00:45:23.440 In 2022, we recognized that we needed to take managing dependency upgrades more seriously. So, we began using a tool called Renovate, which adapts to our process rather than the other way around. It assists us in systematically organizing upgrades, and we’ve seen substantial stability improvements thanks to it.

00:46:28.760 However, we still face challenges when it comes to security. For security-related updates, we still utilize Dependabot because of its specificity to security needs. The process of managing dependencies can be complex and evolving, but utilizing tools like Renovate has helped streamline those efforts. Sharing knowledge through caring for dependencies allows developers to catch what others may overlook.

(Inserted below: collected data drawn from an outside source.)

PR #3748, opened 2021-06-28
libjob: refactor flux_jobspec1 class

garlick:
As discussed in #3741, here is a refactor of the `flux_jobspec1` class which
1) eliminates specutil (no longer needed)
2) factors out `libutil/jpath`
3) replaced redaction code duplicated in job-ingest and job-manager with `jpath_del()`
4) exposes internal json_t object from `flux_jobspec1` for in tree use via inclusion of `jobspec1_private.h`


src/common/libjob/jobspec1.c
```diff
@@ -342,35 +509,67 @@ int flux_jobspec1_check (flux_jobspec1_t *jobspec, flux_jobspec1_error_t *error)
...
+    char *value;
+    int rc = -1;
+
+    if (!(name = strdup (entry)))
         return -1;
+    if ((value = strchr (name, '=')))
+        *value++ = '\0';
+    if (!value || value == name + 1) {
+        errno = EINVAL;
+        goto done;
```
chu11, line 567: perhaps this is obvious and I'm just not seeing it, but what is the purpose of the `value == name + 1` corner case check?  Is for when the user doesn't specify the environment variable name? i.e. `=value`?  I think `name[0] == '\0'` might be more clear?

Also, should a user be able to specify an environment variable without a value?

chu11 (commented):
I like `jpath`.  Another potential cleanup is in `flux-module` w/ the `parse_json()` function.  There might be more but that's the one that I immediately could think of.

src/common/libjob/jobspec1.c
garlick: That was a weird way to write it, agreed :-/  Will fix.

> Also, should a user be able to specify an environment variable without a value?

I'll add a test that a user can set an environment var whose value is an empty string since `putenv ("name=")` or `setenv ("name", "")` seem to be allowed.

chu11 (approved):
your two fixes LGTM.  I'll let you decide if you wanna squash or not.  Or if you want to use `jpath` in `flux-module`.

grondo (approved):
LGTM, too.

garlick:
Just rebased on current master, squashed the two incremental changes with the `make jobspec1 standalone` commit, and converted `flux-module`.  OK to set MWP?

Thanks!

PR #3758, opened 2021-06-30
libflux/message: reset routes length on clear

chu11:
Problem: flux_msg_clear_route() did not reset routes_len back to
zero after all routes were destroyed.

Solution: Reset the length back to zero before returning to the user.


garlick (approved):
LGTM! Thanks.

00:47:29.560 Moving forward to production involves deploying everything—new updates, dependency changes, etc.—but before anything, we must have trustworthy tests. Without reliable tests, everything falls apart; a thorough test suite needs to be established to maintain quality. We trust our testing suite to hold its ground.

00:48:24.760 This ensures that manual quality assurance work will complement our automated tests as we deploy and follow up in production. Monitoring performance is essential; we use tools like DataDog to analyze and assess application health; you must ensure that your applications are indeed working correctly.

00:49:10.360 We adopt a CI/CD approach—merging small pull requests to maintain smooth deployments. Automating these systems over time has allowed us to be confident in our production changes. We use feature flags custom-built for our applications, ensuring we don’t run long-lived branches before deployments. Feature flags enable us to easily toggle functionalities without major upheavals.

00:50:09.920 Establishing a rollback strategy for any major deployments is critical. Feature flags allow you to turn off problematic features, while reverting non-flagged changes might require full deployments, but we will try to contain any potential damage quickly. Staging environments that resemble production can help us understand the impact of deployments before going live, and through thorough planning, we ensure everything goes smoothly during releases.